Return the entries in full, exactly as they were written.

[Start of Attachment]

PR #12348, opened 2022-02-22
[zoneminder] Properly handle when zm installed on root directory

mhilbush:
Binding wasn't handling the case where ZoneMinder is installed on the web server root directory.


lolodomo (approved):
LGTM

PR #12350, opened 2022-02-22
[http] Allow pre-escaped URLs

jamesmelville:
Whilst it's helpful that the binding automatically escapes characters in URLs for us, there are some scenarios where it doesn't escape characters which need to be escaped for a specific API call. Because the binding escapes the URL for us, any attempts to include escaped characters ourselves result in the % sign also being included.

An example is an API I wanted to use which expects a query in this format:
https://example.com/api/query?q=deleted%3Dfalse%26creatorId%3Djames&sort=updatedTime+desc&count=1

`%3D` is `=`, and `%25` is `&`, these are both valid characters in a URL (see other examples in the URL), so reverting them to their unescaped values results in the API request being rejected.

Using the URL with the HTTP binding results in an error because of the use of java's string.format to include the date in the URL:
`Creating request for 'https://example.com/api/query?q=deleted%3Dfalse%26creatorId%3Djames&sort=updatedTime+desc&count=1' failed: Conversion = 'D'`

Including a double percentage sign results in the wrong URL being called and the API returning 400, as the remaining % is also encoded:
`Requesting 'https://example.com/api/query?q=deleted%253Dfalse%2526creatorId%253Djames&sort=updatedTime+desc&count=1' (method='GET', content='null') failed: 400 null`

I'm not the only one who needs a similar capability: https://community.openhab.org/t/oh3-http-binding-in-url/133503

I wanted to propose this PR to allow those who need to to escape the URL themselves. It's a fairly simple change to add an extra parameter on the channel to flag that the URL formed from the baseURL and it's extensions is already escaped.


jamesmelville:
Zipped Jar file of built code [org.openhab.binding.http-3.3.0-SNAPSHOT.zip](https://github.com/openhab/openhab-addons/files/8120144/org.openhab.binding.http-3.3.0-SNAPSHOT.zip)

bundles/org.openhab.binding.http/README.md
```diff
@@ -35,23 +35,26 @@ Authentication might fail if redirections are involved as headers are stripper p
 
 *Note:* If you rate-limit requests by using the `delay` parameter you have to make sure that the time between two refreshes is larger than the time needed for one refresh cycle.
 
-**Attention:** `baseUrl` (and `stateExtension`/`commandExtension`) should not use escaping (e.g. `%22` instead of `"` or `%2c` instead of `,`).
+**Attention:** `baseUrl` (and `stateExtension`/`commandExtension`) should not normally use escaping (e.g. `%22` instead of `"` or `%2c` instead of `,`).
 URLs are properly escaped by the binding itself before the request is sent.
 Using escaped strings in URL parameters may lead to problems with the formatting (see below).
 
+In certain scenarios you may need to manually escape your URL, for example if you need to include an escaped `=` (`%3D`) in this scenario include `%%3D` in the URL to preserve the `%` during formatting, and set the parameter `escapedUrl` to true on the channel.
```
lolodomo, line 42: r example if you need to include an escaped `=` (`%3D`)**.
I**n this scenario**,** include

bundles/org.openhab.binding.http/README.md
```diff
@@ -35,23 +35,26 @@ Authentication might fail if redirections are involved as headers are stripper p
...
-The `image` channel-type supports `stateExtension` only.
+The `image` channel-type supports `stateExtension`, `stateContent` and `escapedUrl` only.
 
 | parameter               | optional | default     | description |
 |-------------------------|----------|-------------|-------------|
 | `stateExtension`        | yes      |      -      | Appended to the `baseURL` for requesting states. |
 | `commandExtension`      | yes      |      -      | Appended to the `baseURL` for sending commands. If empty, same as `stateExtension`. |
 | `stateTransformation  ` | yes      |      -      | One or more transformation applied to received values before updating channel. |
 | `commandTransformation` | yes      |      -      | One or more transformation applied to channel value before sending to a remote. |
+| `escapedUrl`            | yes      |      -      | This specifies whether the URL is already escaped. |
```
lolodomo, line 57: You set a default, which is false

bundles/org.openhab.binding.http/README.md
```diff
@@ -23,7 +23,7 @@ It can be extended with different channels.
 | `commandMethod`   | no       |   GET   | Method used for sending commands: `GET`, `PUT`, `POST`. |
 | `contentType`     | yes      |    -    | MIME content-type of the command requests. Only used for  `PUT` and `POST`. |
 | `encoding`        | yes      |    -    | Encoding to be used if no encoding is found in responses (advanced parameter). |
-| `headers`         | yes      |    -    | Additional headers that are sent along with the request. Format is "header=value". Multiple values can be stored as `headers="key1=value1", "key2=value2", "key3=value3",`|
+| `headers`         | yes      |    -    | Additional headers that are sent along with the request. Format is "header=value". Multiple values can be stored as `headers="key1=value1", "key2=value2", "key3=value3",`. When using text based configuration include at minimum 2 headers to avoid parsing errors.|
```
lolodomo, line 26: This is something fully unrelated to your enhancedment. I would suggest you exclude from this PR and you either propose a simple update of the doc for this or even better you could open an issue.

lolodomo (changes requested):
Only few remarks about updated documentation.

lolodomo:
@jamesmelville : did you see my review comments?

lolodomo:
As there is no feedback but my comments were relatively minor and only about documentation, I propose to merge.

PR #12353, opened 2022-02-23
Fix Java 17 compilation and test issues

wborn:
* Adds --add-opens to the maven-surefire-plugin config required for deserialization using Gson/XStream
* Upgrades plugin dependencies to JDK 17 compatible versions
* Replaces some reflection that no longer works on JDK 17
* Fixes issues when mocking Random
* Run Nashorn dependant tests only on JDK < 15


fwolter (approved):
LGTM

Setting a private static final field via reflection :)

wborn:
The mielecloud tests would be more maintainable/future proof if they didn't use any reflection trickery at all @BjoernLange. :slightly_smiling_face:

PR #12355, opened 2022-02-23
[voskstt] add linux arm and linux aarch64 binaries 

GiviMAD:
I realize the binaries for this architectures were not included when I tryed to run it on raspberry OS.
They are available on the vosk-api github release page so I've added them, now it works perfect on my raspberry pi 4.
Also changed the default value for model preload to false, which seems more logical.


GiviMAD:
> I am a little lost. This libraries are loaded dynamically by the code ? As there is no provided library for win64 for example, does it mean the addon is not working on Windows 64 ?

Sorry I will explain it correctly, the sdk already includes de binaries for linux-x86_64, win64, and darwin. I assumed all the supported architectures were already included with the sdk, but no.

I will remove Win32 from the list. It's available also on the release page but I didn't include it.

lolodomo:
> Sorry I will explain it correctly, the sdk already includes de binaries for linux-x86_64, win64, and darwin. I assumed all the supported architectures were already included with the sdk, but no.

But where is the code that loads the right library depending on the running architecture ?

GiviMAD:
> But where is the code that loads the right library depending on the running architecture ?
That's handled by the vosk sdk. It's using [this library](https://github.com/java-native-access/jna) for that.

[End of Attachment]

# WRITTEN ANSWER
PR #12348, opened 2022-02-22
[zoneminder] Properly handle when zm installed on root directory

mhilbush:
Binding wasn't handling the case where ZoneMinder is installed on the web server root directory.


lolodomo (approved):
LGTM

PR #12350, opened 2022-02-22
[http] Allow pre-escaped URLs

jamesmelville:
Whilst it's helpful that the binding automatically escapes characters in URLs for us, there are some scenarios where it doesn't escape characters which need to be escaped for a specific API call. Because the binding escapes the URL for us, any attempts to include escaped characters ourselves result in the % sign also being included.

An example is an API I wanted to use which expects a query in this format:
https://example.com/api/query?q=deleted%3Dfalse%26creatorId%3Djames&sort=updatedTime+desc&count=1

`%3D` is `=`, and `%25` is `&`, these are both valid characters in a URL (see other examples in the URL), so reverting them to their unescaped values results in the API request being rejected.

Using the URL with the HTTP binding results in an error because of the use of java's string.format to include the date in the URL:
`Creating request for 'https://example.com/api/query?q=deleted%3Dfalse%26creatorId%3Djames&sort=updatedTime+desc&count=1' failed: Conversion = 'D'`

Including a double percentage sign results in the wrong URL being called and the API returning 400, as the remaining % is also encoded:
`Requesting 'https://example.com/api/query?q=deleted%253Dfalse%2526creatorId%253Djames&sort=updatedTime+desc&count=1' (method='GET', content='null') failed: 400 null`

I'm not the only one who needs a similar capability: https://community.openhab.org/t/oh3-http-binding-in-url/133503

I wanted to propose this PR to allow those who need to to escape the URL themselves. It's a fairly simple change to add an extra parameter on the channel to flag that the URL formed from the baseURL and it's extensions is already escaped.


jamesmelville:
Zipped Jar file of built code [org.openhab.binding.http-3.3.0-SNAPSHOT.zip](https://github.com/openhab/openhab-addons/files/8120144/org.openhab.binding.http-3.3.0-SNAPSHOT.zip)

bundles/org.openhab.binding.http/README.md
```diff
@@ -35,23 +35,26 @@ Authentication might fail if redirections are involved as headers are stripper p
 
 *Note:* If you rate-limit requests by using the `delay` parameter you have to make sure that the time between two refreshes is larger than the time needed for one refresh cycle.
 
-**Attention:** `baseUrl` (and `stateExtension`/`commandExtension`) should not use escaping (e.g. `%22` instead of `"` or `%2c` instead of `,`).
+**Attention:** `baseUrl` (and `stateExtension`/`commandExtension`) should not normally use escaping (e.g. `%22` instead of `"` or `%2c` instead of `,`).
 URLs are properly escaped by the binding itself before the request is sent.
 Using escaped strings in URL parameters may lead to problems with the formatting (see below).
 
+In certain scenarios you may need to manually escape your URL, for example if you need to include an escaped `=` (`%3D`) in this scenario include `%%3D` in the URL to preserve the `%` during formatting, and set the parameter `escapedUrl` to true on the channel.
```
lolodomo, line 42: r example if you need to include an escaped `=` (`%3D`)**.
I**n this scenario**,** include

bundles/org.openhab.binding.http/README.md
```diff
@@ -35,23 +35,26 @@ Authentication might fail if redirections are involved as headers are stripper p
...
-The `image` channel-type supports `stateExtension` only.
+The `image` channel-type supports `stateExtension`, `stateContent` and `escapedUrl` only.
 
 | parameter               | optional | default     | description |
 |-------------------------|----------|-------------|-------------|
 | `stateExtension`        | yes      |      -      | Appended to the `baseURL` for requesting states. |
 | `commandExtension`      | yes      |      -      | Appended to the `baseURL` for sending commands. If empty, same as `stateExtension`. |
 | `stateTransformation  ` | yes      |      -      | One or more transformation applied to received values before updating channel. |
 | `commandTransformation` | yes      |      -      | One or more transformation applied to channel value before sending to a remote. |
+| `escapedUrl`            | yes      |      -      | This specifies whether the URL is already escaped. |
```
lolodomo, line 57: You set a default, which is false

bundles/org.openhab.binding.http/README.md
```diff
@@ -23,7 +23,7 @@ It can be extended with different channels.
 | `commandMethod`   | no       |   GET   | Method used for sending commands: `GET`, `PUT`, `POST`. |
 | `contentType`     | yes      |    -    | MIME content-type of the command requests. Only used for  `PUT` and `POST`. |
 | `encoding`        | yes      |    -    | Encoding to be used if no encoding is found in responses (advanced parameter). |
-| `headers`         | yes      |    -    | Additional headers that are sent along with the request. Format is "header=value". Multiple values can be stored as `headers="key1=value1", "key2=value2", "key3=value3",`|
+| `headers`         | yes      |    -    | Additional headers that are sent along with the request. Format is "header=value". Multiple values can be stored as `headers="key1=value1", "key2=value2", "key3=value3",`. When using text based configuration include at minimum 2 headers to avoid parsing errors.|
```
lolodomo, line 26: This is something fully unrelated to your enhancedment. I would suggest you exclude from this PR and you either propose a simple update of the doc for this or even better you could open an issue.

lolodomo (changes requested):
Only few remarks about updated documentation.

lolodomo:
@jamesmelville : did you see my review comments?

lolodomo:
As there is no feedback but my comments were relatively minor and only about documentation, I propose to merge.

PR #12353, opened 2022-02-23
Fix Java 17 compilation and test issues

wborn:
* Adds --add-opens to the maven-surefire-plugin config required for deserialization using Gson/XStream
* Upgrades plugin dependencies to JDK 17 compatible versions
* Replaces some reflection that no longer works on JDK 17
* Fixes issues when mocking Random
* Run Nashorn dependant tests only on JDK < 15


fwolter (approved):
LGTM

Setting a private static final field via reflection :)

wborn:
The mielecloud tests would be more maintainable/future proof if they didn't use any reflection trickery at all @BjoernLange. :slightly_smiling_face:

PR #12355, opened 2022-02-23
[voskstt] add linux arm and linux aarch64 binaries 

GiviMAD:
I realize the binaries for this architectures were not included when I tryed to run it on raspberry OS.
They are available on the vosk-api github release page so I've added them, now it works perfect on my raspberry pi 4.
Also changed the default value for model preload to false, which seems more logical.


GiviMAD:
> I am a little lost. This libraries are loaded dynamically by the code ? As there is no provided library for win64 for example, does it mean the addon is not working on Windows 64 ?

Sorry I will explain it correctly, the sdk already includes de binaries for linux-x86_64, win64, and darwin. I assumed all the supported architectures were already included with the sdk, but no.

I will remove Win32 from the list. It's available also on the release page but I didn't include it.

lolodomo:
> Sorry I will explain it correctly, the sdk already includes de binaries for linux-x86_64, win64, and darwin. I assumed all the supported architectures were already included with the sdk, but no.

But where is the code that loads the right library depending on the running architecture ?

GiviMAD:
> But where is the code that loads the right library depending on the running architecture ?
That's handled by the vosk sdk. It's using [this library](https://github.com/java-native-access/jna) for that.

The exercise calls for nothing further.